Hey there, I just wanted to give a shout out for anybody wanting to test out a mustard barbecue sauce but don't want to try actually making one. I would recommend trying this one from Sweet Baby Ray's. It's called Sweet Golden Mustard. I tried it on a rack of baby backs and on some grilled chicken. The ribs were good but I think that the sauce needed to be applied a bit heavier on the ribs for better effect. It's a thin sauce. The place this shined was on the chicken. My Lord this was like nirvana. I am definitely going to try some of the recipes for mustard sauces that are here on SMF but to just get my feet wet with this kind of sauce I don't believe I could have made a better choice for a bottled version. Here is the link to the sauce so you can see what the bottle looks like. I give this one a resounding two thumbs up!

https://www.sweetbabyrays.com/Sauces/Barbecue-Sauces/Sweet-Golden-Mustard-Barbecue-Sauce

George


----------



## chopsaw (Sep 4, 2018)

I mix it with hot sauce and use it on wings , or for dipping . Good stuff .


----------



## bbqbrett (Sep 4, 2018)

I have used it but only for a dipping sauce.  I may have to try some on some chicken.


----------



## bertjo44 (Sep 4, 2018)

I can second this. I tried it a few weeks ago on grilled chicken thighs and it was good.


----------



## ksblazer (Sep 9, 2018)

Thanks for telling us about this. I've been wanting to try some mustard sauces and have seen this on the store shelves, pondered giving it a try.

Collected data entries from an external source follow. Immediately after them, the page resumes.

PR #662, opened 2017-11-15
Footnote citation links in maths!

### LINKED ISSUE #625: Footnotes in math

cmc333333:
This hacks around some missing functionality in KaTeX (the ability to include
links) by inserting markdown syntax for a link and replacing it with an `a`
tag _after_ running it through the KaTeX transform.

This should get simpler once KhanAcademy/KaTeX#923 is merged, but until then, I think it'll do.

Note that the anchor this links to won't be functional until #654 is merged.

This should resolve #625 

## Looks like
screen shot 2017-11-15 at 5 53 35 pm

### DIFF
--- a/api/example_docs/m_16_19_1.xml
+++ b/api/example_docs/m_16_19_1.xml
@@ -708,6 +708,7 @@
                           \textit{Total Active}
                           \\
                           \textit{Rack Count}
+                          <footnote_citation>28</footnote_citation>
                         \end{matrix}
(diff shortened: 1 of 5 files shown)


cmc333333:
Thanks @tadhg-ohiggins, and you got it! I think that once the KaTeX PR is merged, we'll be able to squish 5-8 into a single step.

I'll rebase and merge.

PR #669, opened 2017-11-16
Add styling class to make list bullets larger

rememberlenny:
# What

Based on design, make list markers larger without affecting the numbers.

screen shot 2017-11-16 at 4 24 04 pm
screen shot 2017-11-16 at 4 24 07 pm

### DIFF
--- a/ui/components/node-renderers/list-item.js
+++ b/ui/components/node-renderers/list-item.js
@@ -4,8 +4,15 @@ import React from 'react';
 import renderNode from '../../util/render-node';
 
 export default function ListItem({ docNode }) {
+  let markerType;
+  if (docNode.marker == "•") {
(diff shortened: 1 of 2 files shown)


cmc333333:
I think doing this sort of logic in the frontend is going to be pretty error prone. The markers for lists will vary depending on our document; sometimes they'll have a parenthesis, sometimes they'll be letters, other times they'll be triangles. If it's really critical that we distinguish between numbered lists and bulleted lists, we'll want to change that at the structural level (i.e. create different node types).

Given that the "black circle" unicode is larger than what we had before (and passed visual design review), I think we can skip this PR.

rememberlenny:
Sounds good!

rememberlenny:
Sounds good!

PR #672, opened 2017-11-17
Remove focus outline.

cmc333333:
This style was accidentally lost in some class renaming and PR splitting.

## Before

screen shot 2017-11-16 at 9 48 09 pm

## After

screen shot 2017-11-16 at 9 48 21 pm


cmc333333:
Thanks @rememberlenny

PR #675, opened 2017-11-17
Re-add vertical padding on nav bar

rememberlenny:
# What

Add vertical margin on navbar after removing Chrome default settings.


cmc333333:
I'm going to go ahead and merge this as we'll want it for demo.

PR #677, opened 2017-11-17
Add initial importer, model, display for external links

cmc333333:
We'd like to allow editors to select certain chunks of text as external links, which means we need to have that data model ready for them. This PR creates that (simple) model and defines how it serializes. It then uses that within the import scripts to include several links in M-16-19. Finally, it creates a renderer on the UI side to generate the links and a simple CSS rule to include them in print output.

This doesn't include a full css implementation (notably, it's missing underline and icon). Thanks for pairing with me on this @tadhg-ohiggins !

## Looks like
screen shot 2017-11-17 at 11 28 08 am
screen shot 2017-11-17 at 11 29 31 am


toolness:
The front-end part of this is splendid. I'm still getting a feel for the back-end document models, so I can't say I understand 100% of what's going on there, but what I do understand seems reasonable to me. Excellent work!

cmc333333:
Thanks @tadhg-ohiggins!

PR #1037, opened 2026-03-19
Fix generator version upgrade

MaiLinhP:
1. Named unions for image streaming events
Added images.models.tsp with named unions (GeneratedImageSize, GeneratedImageQuality, GeneratedImageBackground, GeneratedImageOutputFormat) to replace inline unions that caused duplicate-client-name errors.

2. Removed broken generated files
Deleted src/Generated/Models/.cs and .Serialization.cs — generated with empty type names, causing compile errors.

3. Internalized speech audio event types
Remapped SpeechAudioDeltaEvent/SpeechAudioDoneEvent from public (root namespace) to internal (OpenAI.Audio) via [CodeGenType] stubs. Added OpenAIClientSettings stub and _keyCredential field for new generated dependencies.

### DIFF
--- a/api/OpenAI.net10.0.cs
+++ b/api/OpenAI.net10.0.cs
@@ -9,6 +9,8 @@
 namespace OpenAI {
     public class OpenAIClient {
         protected OpenAIClient();
+        [Experimental("SCME0002")]
+        public OpenAIClient(OpenAIClientSettings settings);
         public OpenAIClient(ApiKeyCredential credential, OpenAIClientOptions options);
         public OpenAIClient(ApiKeyCredential credential);
         [Experimental("OPENAI001")]
@@ -55,6 +57,12 @@ namespace OpenAI {
         public string OrganizationId { get; set; }
         public string ProjectId { get; set; }
         public string UserAgentApplicationId { get; set; }
+    }
+    [Experimental("SCME0002")]
+    public class OpenAIClientSettings : ClientSettings {
+        public Uri Endpoint { get; set; }
+        public OpenAIClientOptions Options { get; set; }
+        protected override void BindCore(Microsoft.Extensions.Configuration.IConfigurationSection section);
     }
     [Experimental("OPENAI001")]
     public class OpenAIContext : ModelReaderWriterContext {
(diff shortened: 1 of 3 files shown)


api/OpenAI.net10.0.cs
```diff
@@ -9,6 +9,8 @@
 namespace OpenAI {
     public class OpenAIClient {
         protected OpenAIClient();
+        [Experimental("SCME0002")]
+        public OpenAIClient(OpenAIClientSettings settings);
```
joseharriaga, line 13: The `OpenAIClient` is special. For now, we don't want it to have a Settings class, so we should suppress this constructor and the `OpenAIClientSettings` class. In our case, the individual feature clients (such as `AudioClient`) each have a Settings class instead (such as `AudioClientSettings`).

src/Custom/OpenAIClient.cs
```diff
@@ -93,6 +93,7 @@ private static class KnownHeaderNames
     }
 
     private readonly OpenAIClientOptions _options;
+    private ApiKeyCredential _keyCredential;
```
joseharriaga, line 96: Is this needed, or can it be removed?

specification/client/models/images.models.tsp
```diff
@@ -0,0 +1,63 @@
+import "../../base/typespec/images/main.tsp";
+import "@azure-tools/typespec-client-generator-core";
+
+using Azure.ClientGenerator.Core;
+
+namespace OpenAI;
+
+// Named unions to replace inline unions in image streaming events
+// These fix duplicate-client-name errors for unnamed inline unions
```
joseharriaga, line 9: Could you help me understand what caused this fix to be necessary? At a glance, it looks like a regression in how either TCGC or the generator deal with anonymous unions. 🤔

joseharriaga (changes requested):

specification/client/models/images.models.tsp
MaiLinhP: @joseharriaga I've attempt the upgrade on newest version instead [here](https://github.com/openai/openai-dotnet/pull/1044)! Will close this PR out!

PR #1039, opened 2026-03-19
Factor Responses into a separate package

christothes:


api/OpenAI.Responses.net10.0.cs
```diff
@@ -0,0 +1,2320 @@
...
+// </auto-generated>
+//------------------------------------------------------------------------------
+namespace OpenAI {
+    [Experimental("OPENAI001")]
+    public enum CreateResponseRequestAccept {
+        ApplicationJson = 0,
+        TextEventStream = 1
+    }
+    [Experimental("OPENAI001")]
+    public abstract class DotNetAssistantResponseFormat : IJsonModel<DotNetAssistantResponseFormat>, IPersistableModel<DotNetAssistantResponseFormat> {
```
joseharriaga: There are a lot of types here that should not be public, including (but not limited to) those prefixed by "DotNet".

OpenAI/src/Generated/Models/ApproximateLocation.cs
```diff
@@ -0,0 +1,34 @@
...
+#nullable disable
+
+using System;
+using System.Collections.Generic;
+using System.Diagnostics.CodeAnalysis;
+
+namespace OpenAI
+{
+    [Experimental("OPENAI001")]
+    public partial class ApproximateLocation : Location
```
joseharriaga: There should not be any models in the `OpenAI` namespace.

api/OpenAI.net10.0.cs
```diff
@@ -7,6377 +7,214 @@
 // </auto-generated>
 //------------------------------------------------------------------------------
 namespace OpenAI {
-    public class OpenAIClient {
```
joseharriaga, line 9: Looks like a lot of stuff was unintentionall deleted. Instead, I expect the diff of the original API listings to only include all the OpenAI.Responses stuff deleted because it was moved to different files.

api/OpenAI.net10.0.cs
```diff
@@ -7,6377 +7,214 @@
...
-        protected OpenAIClient();
-        public OpenAIClient(ApiKeyCredential credential, OpenAIClientOptions options);
```
joseharriaga, line 11: The diffs for OpenAI.net8.0.cs and OpenAI.netstandard2.0.cs are missing.

OpenAI/OpenAI.sln
```diff
@@ -0,0 +1,48 @@
+Microsoft Visual Studio Solution File, Format Version 12.00
```
joseharriaga: Is this file needed given the OpenAI.slnx file at the root of the repo? Or maybe it's the other way around and the OpenAI.slnx file at the root should go away, and this should be .slnx instead of .sln?

Responses/OpenAI.Responses.sln
```diff
@@ -0,0 +1,48 @@
+Microsoft Visual Studio Solution File, Format Version 12.00
```
joseharriaga: Is this file needed given the OpenAI.slnx file at the root of the repo? Or maybe it's the other way around and the OpenAI.slnx file at the root should go away, and this should be .slnx instead of .sln?

Responses/src/Custom/OpenAIClient.cs
```diff
@@ -0,0 +1,9 @@
+using Microsoft.TypeSpec.Generator.Customizations;
+
+namespace OpenAI.Responses
+{
+    [CodeGenType("OpenAIClient")]
+    public partial class OpenAIClient
```
joseharriaga: There should not be an `OpenAIClient` class in the `OpenAI.Responses` namespace.

Responses/src/Custom/OpenAIClientOptions.cs
```diff
@@ -0,0 +1,9 @@
+using Microsoft.TypeSpec.Generator.Customizations;
+
+namespace OpenAI.Responses
+{
+    [CodeGenType("OpenAIClientOptions")]
+    public partial class OpenAIClientOptions
```
joseharriaga: There should not be an `OpenAIClientOptions` class in the `OpenAI.Responses` namespace.

Responses/src/Custom/OpenAIContext.cs
```diff
@@ -0,0 +1,10 @@
+﻿using System.ClientModel.Primitives;
+using System.Diagnostics.CodeAnalysis;
+
+namespace OpenAI.Responses;
+
+[Experimental("OPENAI001")]
+public partial class OpenAIContext : ModelReaderWriterContext
```
joseharriaga: There should not be an `OpenAIContext` class in the `OpenAI.Responses` namespace, but there should be an `OpenAIResponsesContext` class instead (which should be generated).

joseharriaga (changes requested):

OpenAI/OpenAI.sln
christothes: No, these sln files should go away.

Responses/OpenAI.Responses.sln
christothes: No, these sln files should go away.

api/OpenAI.Responses.net10.0.cs
christothes: Thanks for catching this. I ran into a bunch of issues with generator attributes not taking effect anymore once things were moved around. So there's definitely a class of them that I missed.

PR #1047, opened 2026-03-23
[Audio] Add SSE streaming support for speech generation

### LINKED ISSUE #914: [Audio] Add support for SSE streaming events for speech
Add client support for speech streaming events, enabling streaming from the Text-to-Speech API.

**Events to Support**
* speech.audio.delta
* speech.audio.done

Referecnce: 
* Spec: [CreateSpeechStreamingResponse](https://github.com/openai/openai-dotnet/blob/fcc535799be0b5b8bb9bdd32a060959ae77c2a95/specification/base/typespec/audio/models.tsp#L745-L755)
* Generated code: [SpeechAudioDeltaEvent](https://github.com/openai/openai-dotnet/blob/fcc535799be0b5b8bb9bdd32a060959ae77c2a95/src/Generated/Models/Audio/InternalDotNetSpeechAudioDeltaEvent.cs), [SpeechAudioDoneEvent](https://github.com/openai/openai-dotnet/blob/fcc535799be0b5b8bb9bdd32a060959ae77c2a95/src/Generated/Models/Audio/InternalDotNetSpeechAudioDoneEvent.cs)

ShivangiReja:
Adds SSE streaming support for the speech generation (Text-to-Speech) API, enabling consumers to receive audio data incrementally via `speech.audio.delta` and `speech.audio.done` server-sent events.

Resolves #914

### New public types
- **`StreamingSpeechUpdate`** — Base type for all speech streaming SSE events
- **`StreamingSpeechAudioDeltaUpdate`** — Represents `speech.audio.delta` events containing incremental audio data (`BinaryData Audio`)
- **`StreamingSpeechAudioDoneUpdate`** — Represents `speech.audio.done` events signaling completion, with token usage information
- **`SpeechTokenUsage`** — Token usage details (`InputTokenCount`, `OutputTokenCount`, `TotalTokenCount`)

### New client methods
- `AudioClient.GenerateSpeechStreamingAsync()` — Returns `AsyncCollectionResult<StreamingSpeechUpdate>`
- `AudioClient.GenerateSpeechStreaming()` — Returns `CollectionResult<StreamingSpeechUpdate>`

Both methods automatically set `stream_format=sse` on the request.

### Model validation
- Added `EnsureModelSupportsSpeechStreaming()` guard that throws `NotSupportedException` for `tts-1` and `tts-1-hd` (SSE streaming is not supported for these models per the API docs). Includes an `OPENAI_ENABLE_TTS_STREAMING` environment variable bypass.

### Tests
- **`StreamingSpeechWorks`** — Recorded integration test verifying delta/done events and token usage
- **`GenerateSpeechStreamingThrowsForUnsupportedModel`** — Mock test verifying the model guard for `tts-1` and `tts-1-hd`

---

### DIFF
--- a/src/Custom/Audio/AudioClient.cs
+++ b/src/Custom/Audio/AudioClient.cs
@@ -514,12 +514,12 @@ public partial class AudioClient
     {
         if (string.Equals(_model, "whisper-1", StringComparison.OrdinalIgnoreCase))
         {
-            string isEnabled = Environment.GetEnvironmentVariable("OPENAI_ENABLE_WHISPER_1_STREAMING");
+            string isEnabled = Environment.GetEnvironmentVariable("OPENAI_ENABLE_TRANSCRIPTION_SSE_STREAMING");
             if (!string.Equals(isEnabled, "true", StringComparison.OrdinalIgnoreCase))
             {
                 throw new NotSupportedException(
-                    "The selected model 'whisper-1' does not support streaming transcription. " +
-                    "Please use a compatible model or set the environment variable 'OPENAI_ENABLE_WHISPER_1_STREAMING=true' to bypass this check.");
+                    "The selected model 'whisper-1' does not support SSE streaming transcription. " +
+                    "Please use a compatible model or set the environment variable 'OPENAI_ENABLE_TRANSCRIPTION_SSE_STREAMING=true' to bypass this check.");
             }
         }
     }
@@ -529,12 +529,12 @@ public partial class AudioClient
         if (string.Equals(_model, "tts-1", StringComparison.OrdinalIgnoreCase)
             || string.Equals(_model, "tts-1-hd", StringComparison.OrdinalIgnoreCase))
         {
-            string isEnabled = Environment.GetEnvironmentVariable("OPENAI_ENABLE_TTS_STREAMING");
+            string isEnabled = Environment.GetEnvironmentVariable("OPENAI_ENABLE_TTS_SSE_STREAMING");
             if (!string.Equals(isEnabled, "true", StringComparison.OrdinalIgnoreCase))
             {
                 throw new NotSupportedException(
                     $"The selected model '{_model}' does not support SSE streaming for speech generation. "
-                    + "Please use a compatible model or set the environment variable 'OPENAI_ENABLE_TTS_STREAMING=true' to bypass this check.");
+                    + "Please use a compatible model or set the environment variable 'OPENAI_ENABLE_TTS_SSE_STREAMING=true' to bypass this check.");
             }
         }
     }
--- a/tests/Audio/GenerateSpeechMockTests.cs
+++ b/tests/Audio/GenerateSpeechMockTests.cs
@@ -41,6 +41,6 @@ internal class GenerateSpeechMockTests : ClientTestBase
             () => client.GenerateSpeechStreaming("text", GeneratedSpeechVoice.Alloy),
             Throws.InstanceOf<NotSupportedException>()
                 .With.Message.Contains(model)
-                .And.Message.Contains("OPENAI_ENABLE_TTS_STREAMING"));
+                .And.Message.Contains("OPENAI_ENABLE_TTS_SSE_STREAMING"));
     }
 }


tests/Utility/TestModel.cs
```diff
@@ -3,6 +3,7 @@ namespace OpenAI.Tests;
 internal static class TestModel
 {
     public const string Audio_TTS = "tts-1";
+    public const string Audio_TTS_Streaming = "gpt-4o-mini-tts";
```
joseharriaga: Would it make sense to simply update the model of `Audio_TTS` instead of adding a separate one?

api/OpenAI.net10.0.cs
```diff
@@ -1265,6 +1275,17 @@ public class StreamingAudioTranscriptionTextSegmentUpdate : StreamingAudioTransc
     [Experimental("OPENAI001")]
     public class StreamingAudioTranscriptionUpdate : IJsonModel<StreamingAudioTranscriptionUpdate>, IPersistableModel<StreamingAudioTranscriptionUpdate> {
     }
+    [Experimental("OPENAI001")]
+    public class StreamingSpeechGenerationAudioDeltaUpdate : StreamingSpeechGenerationUpdate, IJsonModel<StreamingSpeechGenerationAudioDeltaUpdate>, IPersistableModel<StreamingSpeechGenerationAudioDeltaUpdate> {
+        public BinaryData Audio { get; }
```
joseharriaga: Rename "Audio" to "AudioBytes".

api/OpenAI.net10.0.cs
```diff
@@ -1265,6 +1275,17 @@ public class StreamingAudioTranscriptionTextSegmentUpdate : StreamingAudioTransc
...
+    }
+    [Experimental("OPENAI001")]
+    public class StreamingSpeechGenerationAudioDoneUpdate : StreamingSpeechGenerationUpdate, IJsonModel<StreamingSpeechGenerationAudioDoneUpdate>, IPersistableModel<StreamingSpeechGenerationAudioDoneUpdate> {
+        public SpeechGenerationTokenUsage Usage { get; }
+    }
+    [Experimental("OPENAI001")]
+    public class StreamingSpeechGenerationUpdate : IJsonModel<StreamingSpeechGenerationUpdate>, IPersistableModel<StreamingSpeechGenerationUpdate> {
```
joseharriaga: We want to keep the names of these classes as close as possible to the name of the event they represent. As such, I recommend renaming these to:
- "StreamingSpeechUpdate"
- "StreamingSpeechAudioDeltaUpdate" (for "speech.audio.delta")
- "StreamingSpeechAudioDoneUpdate" (for "speech.audio.done")

api/OpenAI.net10.0.cs
```diff
@@ -1243,6 +1247,12 @@ public class SpeechGenerationOptions : IJsonModel<SpeechGenerationOptions>, IPer
         public float? SpeedRatio { get; set; }
     }
     [Experimental("OPENAI001")]
+    public class SpeechGenerationTokenUsage : IJsonModel<SpeechGenerationTokenUsage>, IPersistableModel<SpeechGenerationTokenUsage> {
```
joseharriaga: We usually skip the verb in these names (e.g. "ChatTokenUsage", "ImageTokenUsage", "ResponseTokenUsage"), so this should simply be "SpeechTokenUsage".

src/Custom/Audio/AudioClient.cs
```diff
@@ -476,6 +524,21 @@ private void EnsureModelSupportsStreaming()
         }
     }
 
+    private void EnsureModelSupportsSpeechStreaming()
```
joseharriaga, line 527: Question: If you pass the `"stream"` property to the "tts-1" or "tts-1-hd" models, do they simply ignore it (like "whisper-1" does)? Or does the service actually fail like one would expect?

src/Custom/Audio/Internal/GeneratorStubs.cs
```diff
@@ -28,10 +30,3 @@ namespace OpenAI.Audio;
 [CodeGenType("TranscriptTextDoneEventLogprobs")] internal partial class InternalTranscriptTextDoneEventLogprobs { }
 [CodeGenType("TranscriptTextSegmentEvent")] internal partial class InternalTranscriptTextSegmentEvent { }
```
joseharriaga: Unrelated to this PR, but I just happened to notice them: Can these go away now? (Maybe in a separate PR).

src/Custom/Audio/AudioClient.cs
ShivangiReja: I tested with both `tts-1` and `tts-1-hd` and it silently ignore `stream_format=sse`. The service returns HTTP 200 with normal audio output, no error and no SSE events. Same behavior as `whisper-1`.

src/Custom/Audio/Internal/GeneratorStubs.cs
ShivangiReja: Removed these types.

src/Custom/Audio/AudioClient.cs
```diff
@@ -476,6 +524,21 @@ private void EnsureModelSupportsStreaming()
...
+    {
+        if (string.Equals(_model, "tts-1", StringComparison.OrdinalIgnoreCase)
+            || string.Equals(_model, "tts-1-hd", StringComparison.OrdinalIgnoreCase))
+        {
+            string isEnabled = Environment.GetEnvironmentVariable("OPENAI_ENABLE_TTS_STREAMING");
```
christothes: Should we document this env var somewhere?

ShivangiReja: I don't think we need separate documentation for this. It's highly unlikely that someone would want to disable these checks. The error message itself names the env var and explains its purpose, so anyone who hits it already gets the context they need. The override is really just a forward-compatibility safety valve in case OpenAI adds streaming support to those models before we release an SDK update, which is very unlikely.

src/Custom/Audio/AudioClient.cs
joseharriaga: Sounds good. Thank you for confirming!

src/Custom/Audio/AudioClient.cs
```diff
@@ -476,6 +524,21 @@ private void EnsureModelSupportsStreaming()
...
+            if (!string.Equals(isEnabled, "true", StringComparison.OrdinalIgnoreCase))
+            {
+                throw new NotSupportedException(
+                    $"The selected model '{_model}' does not support SSE streaming for speech generation. "
+                    + "Please use a compatible model or set the environment variable 'OPENAI_ENABLE_TTS_STREAMING=true' to bypass this check.");
```
joseharriaga: 1. I think you made a good call in making a distinction between the different types of streaming by explicitly referring to it as "SSE streaming" in the exception message. 
2. I also think you made another good call in not including the name of the model in the environment variable name to keep it more generic, because technically there is no guarantee that all future models will support streaming too.

Then, with these two points in mind, I was wondering the following:

1. Would it be a good idea to also include the distinction between the different types of streaming in the environment variable name and explicitly call it "OPENAI_ENABLE_TTS_SSE_STREAMING".
2. Would it be a good idea to also rename the environment variable used for streaming transcriptions to apply these two improvements accordingly (landing on something like: "OPENAI_ENABLE_TRANSCRIPTION_SSE_STREAMING")? Streaming transcriptions are attributed as experimental, so it is fine to rename.

PR #1052, opened 2026-03-25
Bugfix: Handle OpenAPI tool type

### LINKED ISSUE #1049: [BUG] `openapi` tools deserialize as unknown tools in Assistants and Responses
## Describe the bug
Azure Foundry (possibly others?) agent/tool payloads that contain a tool with `"type": "openapi"` are not deserialized into a typed OpenAPI tool model in `openai-dotnet`. Instead, they fall back to the unknown-tool path (`UnknownAssistantToolDefinition` / `InternalUnknownTool` depending on API surface).

That fallback strips or obscures key OpenAPI metadata such as the tool `name` and `description`, which are required for effective tool use by the model.

This affects both API paths:
- Assistants tool definitions
- Responses tools (modern API)

Expected behavior:
`type: "openapi"` should deserialize into a first-class OpenAPI tool type, preserving the nested OpenAPI payload including `name`, `description`, `spec`, and `auth`.

Actual behavior:
The payload is treated as an unknown tool and essential metadata is lost.

## Steps to reproduce
1. Obtain an Azure Foundry agent definition or tool payload containing a tool shaped roughly like this:
   - top-level: `{"type":"openapi","openapi":{...}}`
   - nested fields including `name`, `description`, `spec`, and `auth`
2. Deserialize that payload through the Assistants or Responses model path in `openai-dotnet`.
3. Inspect the resulting tool instance.
4. Observe that it is deserialized as an unknown-tool type instead of a typed OpenAPI tool model.
5. Observe that `name` / `description` are not preserved in the typed surface.

## Code snippets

Next time I see some. I'll buy it and give it a try.


----------



## TomKnollRFV (Sep 9, 2018)

I wonder how it compares to the Heinz One..the Heinz one is super sugary. <Like most commercial sauces> some one gonna have to compare!


----------



## hillbilly jim (Sep 10, 2018)

Got 4 or 5 bottles in the pantry and use it regularly on yard bird.


----------



## greg1 (Sep 11, 2018)

It's a pretty good mustard sauce what I like to do to kick it up a notch, is 1 cup of the mustard, 1/2 cup of a thicker bbq sauce I use Cattleman's Memphis Sweet, then I add about 3 tablespoons of Sriracha sauce to it.  It sure kicks chicken and pork up a notch.


----------



## Troy1436 (Sep 19, 2018)

I tried quite a few of the bottled mustard sauces at the store  taste like sugar, water and mustard mixed in I did not like any of them. Me I like a vinegar mustard Base my go-to is Johnny Harris from Georgia. It's awesome on pulled pork.


----------



## TomKnollRFV (Sep 19, 2018)

Troy1436 said:


> I tried quite a few of the bottled mustard sauces at the store  taste like sugar, water and mustard mixed in I did not like any of them. Me I like a vinegar mustard Base my go-to is Johnny Harris from Georgia. It's awesome on pulled pork.


Thats why I make my own..it's all far to sweet.


----------